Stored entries
PR #323, opened 2020-05-11
Building libcxx with KLEE.

rsprabery:
More work is needed to get things like re2 to run. The `klee_driver.cpp`
needs to be aware of size limits.

@laurentsimon PTAL.

### DIFF
--- a/fuzzers/klee/builder.Dockerfile
+++ b/fuzzers/klee/builder.Dockerfile
@@ -49,19 +49,36 @@ RUN git clone https://github.com/stp/stp.git /stp && \
     -DCMAKE_INSTALL_PREFIX=/user/local/ -DCMAKE_BUILD_TYPE=Release .. && \
     make -j`nproc` && make install
 
-# Install klee-uclibc. TODO: do we need libcxx?
 RUN git clone https://github.com/lmrs2/klee-uclibc.git /klee-uclibc && \
     cd /klee-uclibc && \
     CC=`which clang-6.0` CXX=`which clang++-6.0` \
     ./configure --make-llvm-lib --with-llvm-config=`which llvm-config-6.0` && \
     make -j`nproc` && make install
 
-# Install KLEE. Use my personal repo containing additional scripts we need for now.
+
+# Install KLEE. Use my personal repo containing additional scripts we need for
+# now.
 RUN git clone https://github.com/lmrs2/klee.git /klee && \
     cd /klee && \
-    git checkout debug && \
+    git checkout debug
+
+# The libcxx build script in the KLEE repo depends on wllvm:
+# We'll upgrade pip first to avoid a build error with the old version of pip.
+RUN pip install --upgrade pip
+RUN pip install wllvm
+
+# Before building KLEE, build libcxx.
+RUN cd /klee && \
+    LLVM_VERSION=6.0 SANITIZER_BUILD= ENABLE_OPTIMIZED=0 ENABLE_DEBUG=1 \
+    DISABLE_ASSERTIONS=1 REQUIRES_RTTI=1 \
+    BASE=/out \
+    ./scripts/build/build.sh libcxx
+
+RUN cd /klee &&  \
     mkdir build && cd build && \
     CXXFLAGS= cmake -DENABLE_SOLVER_STP=ON -DENABLE_POSIX_RUNTIME=ON \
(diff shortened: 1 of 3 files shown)


fuzzers/klee/builder.Dockerfile
```diff
@@ -49,38 +49,53 @@ RUN git clone https://github.com/stp/stp.git /stp && \
...
-# Install KLEE. Use my personal repo containing additional scripts we need for now.
+
+# Install KLEE. Use my personal repo containing additional scripts we need for
+# now.
 RUN git clone https://github.com/lmrs2/klee.git /klee && \
     cd /klee && \
-    git checkout debug && \
+    git checkout debug
+
+# the libcxx build script in the KLEE repo depends on wllvm:
```
jonathanmetzman, line 65: nit: capitalize first letter in comments please.

fuzzers/klee/fuzzer.py
```diff
@@ -38,7 +38,8 @@ def prepare_build_environment():
     os.environ['CC'] = 'gclang'
     os.environ['CXX'] = 'gclang++'
 
-    os.environ['FUZZER_LIB'] = '/libAFL.a -L/ -lKleeMock'
+    os.environ['FUZZER_LIB'] = '/libAFL.a -L/ -lKleeMock -lpthread'
```
jonathanmetzman, line 41: I think `-pthread` is set by default in CXXFLAGS and CFLAGS.
Is it actually needed?

fuzzers/klee/fuzzer.py
```diff
@@ -66,13 +67,23 @@ def emptydir(path):
...
+    """Run the command |command|, optionally, run |ulimit_cmd| first."""
     cmd = ' '.join(command)
     print('[run_cmd] {}'.format(cmd))
 
     output_stream = subprocess.DEVNULL if hide_output else None
-    ret = subprocess.call(command, stdout=output_stream, stderr=output_stream)
+    if ulimit_cmd:
+        ulimit_command = [ulimit_cmd + ';']
+        ulimit_command.extend(command)
+        ret = subprocess.call(' '.join(ulimit_command),
```
jonathanmetzman, line 79: Don't think the join call is needed. `call` should work on a list.

fuzzers/klee/fuzzer.py
```diff
@@ -66,13 +67,23 @@ def emptydir(path):
     os.mkdir(path)
 
 
-def run(command, hide_output=False):
-    """Run a the command |command|"""
+def run(command, hide_output=False, ulimit_cmd=None):
```
jonathanmetzman, line 70: Why is this the ulimit stuff needed?

kren1: STP uses recursion when constraint solving. If you have a stack limit KLEE reaches it quite quickly and dies. However I'm not sure if these work inside docker, usually you have to tell docker, that the container has no stack limit.

fuzzers/klee/fuzzer.py
rsprabery: It was needed to resolve an issue with libpng, though the rest of that fix is missing in this PR.

fuzzers/klee/fuzzer.py
rsprabery: As @kren1 mentioned, this is necessary for STP. 

I've tested this with both libpng and re2 (fixes for those specific benchmarks coming in another PR) and this fixed the issue.

I had set the unlimit in the dockerfile, but it didn't appear to take. This was the only way I was able to clear up the issue with STP. Open to suggestions if anyone has a cleaner way to do this.

laurentsimon:
FYI, AFL also needs this, but does it itself in afl-fuzz.c
<https://github.com/google/AFL/blob/master/afl-fuzz.c#L2023> I don't think
KLEE has a similar option, does it?

>

fuzzers/klee/fuzzer.py
rsprabery: I double checked, in general, call works with lists as you said - but I'm getting an issue where the side effects of ulimit -s aren't visible to klee (increased stack size) unless I do this join.

rsprabery:
Thanks for the feedback! I've addressed the comments. I think the ulimit thing I've got going here is a temporary fix for now. We'll want to do something to make that cleaner. Maybe add an option to KLEE itself?

jonathanmetzman:
Didn't bother checking that presubmit wasn't one of the failures. Could you fix the please? (no rush)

> [TRY IT]
Each line above that contains the word "join" should be copied.

> [ANSWER TO THIS PROBLEM]
     cmd = ' '.join(command)
+        ret = subprocess.call(' '.join(ulimit_command),
jonathanmetzman, line 79: Don't think the join call is needed. `call` should work on a list.
rsprabery: I double checked, in general, call works with lists as you said - but I'm getting an issue where the side effects of ulimit -s aren't visible to klee (increased stack size) unless I do this join.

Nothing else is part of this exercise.